The ability to magnify such a small trace of an explosive to create a detectable signal is a major development in plasmonsensor technology, which is one of the most powerful tools [against terrorism] we have today.
Xiang Zhang, Professor of Mechanical Engineering - UC Berkeley
The sensor is also versatile in that it can detect unexploded landmines which, according to the United Nations, kill between 15,000 and 20,000 people worldwide every year.
Developers exploited the chemical makeup of the most common explosive materials, particularly the nitro compounds such as DNT and TNT. Such compounds are electron deficient and the instability of the nitro group makes them more explosive. The electron deficiency causes greater molecular interaction between the chemicals and surface defects, such as those found on the semiconductor. The increased intensity in the light signal caused by these interactions is then detected by the semiconductor.
Possibly the most significant potential use for this sensor is the detection of pentaerythritol tetranitrate (PETN). This has previously eluded airport security as it is plastic. It can therefore escape detection by x-rays and, due to its explosive potential, can be used in very small amounts. PETN is often associated with terrorism and was used in the shoe bomb scare of 2001 and more recently the underwear bomb in 2009, both of which were fortunately thwarted. Ren-Min Ma discusses the potential of these devices exclusively with AZoSensors below:
Plasmon laser sensors can detect the tiny-trace vapor in the air of the explosive’s molecules at a very low cost. Even on the cross-section of a human hair, we can make thousands of them. A sensing matrix can be formed by a vast number of plasmon laser sensors at airports and other public places for social security and defense.
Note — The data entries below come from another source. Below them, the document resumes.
PR #22, opened 2016-11-21
Display full name for test cases [fixes #17]

### LINKED ISSUE #17: Add class name to test cases

baev:
screen shot 2016-11-21 at 18 40 02

### DIFF
--- a/face/src/components/testcase/TestcaseView.hbs
+++ b/face/src/components/testcase/TestcaseView.hbs
@@ -1,4 +1,5 @@
 <a class="pane__overlay" href="#{{route.baseUrl}}/{{uid}}"></a>
+<div class="pane__subtitle long-line line-ellipsis">{{fullName}}</div>
 <h2 class="pane__title">
     <span class="label label_status_{{status}}">{{status}}</span>
     <span class="pane__controls">
--- a/face/src/components/pane-set/styles.css
+++ b/face/src/components/pane-set/styles.css
@@ -27,6 +27,11 @@
       background: $pane-overlay-bg-hover;
     }
   }
+  &__subtitle {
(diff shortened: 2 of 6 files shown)


baev:
Summon @eroshenkoam @just-boris

just-boris:
This line is going to jump when you are switching between cases that have a full name to cases, that have not. Let's reserve some height for this block, or put it bellow the usual name.

baev:
> This line is going to jump when you are switching between cases that have a full name to cases

Is that a problem? Usually all the test cases have a full name, so everything should be fine. Some extra reserved space looks bad imho. 

Probably we should aways use only one line and hide the rest of it

just-boris:
> Is that a problem? 
I was getting some complaints about that in Allure 1 and did some work to improve it.
Here the story comes again.

Of course we can postpone the fix, until somebody else will report it.

face/src/components/testcase/TestcaseView.hbs
```diff
@@ -1,4 +1,7 @@
 <a class="pane__overlay" href="#{{route.baseUrl}}/{{uid}}"></a>
+{{#if fullName}}
+    <div class="pane__subtitle">{{fullName}}</div>
+{{/if}}
```
just-boris: empty div has zero height, you can safely get rid of #if to make it cleaner

baev:
That is so strange to have so much reserved space on the top of the screen...

screen shot 2016-11-21 at 19 03 21

just-boris:
Agree.
What about the second option: put full name bellow the title?

baev:
screen shot 2016-11-21 at 19 11 15

baev:
test this please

Ren-Min Ma, Co-lead Author and Assistant Professor of Physics - Peking University
Ma also states that PETN contains more unstable nitro compounds than DNT and so should be even easier to detect. This particular class of explosives has been highlighted as an "extreme, extreme concern" by U.S. Attorney General Eric Holder Jr. as it could be incorporated into small devices such as cell phones and mobile devices.
Surface plasmon sensors are a growing technology and they are already employed in the medical industry as dectectors for biomarkers that indicate the early stages of various diseases.
It was an advancement in the way light is trapped that has enabled the vast increase in the sensitivity of optical sensors to the stage where they can be adopted for detecting explosives. The diffraction limit, which dictates how long and how small a space light can fit, has restricted conventional optical sensors from having increased sensitivity. This new technology couples surface plasmons and electromagnetic waves which allows light to be squeezed into nanosized spaces.
The researchers behind the technology state that the already accomplished medical applications and now chemical applications are just the beginning of this unique sensor, and that they could be adapted for use in a number of industries, including biomolecular research.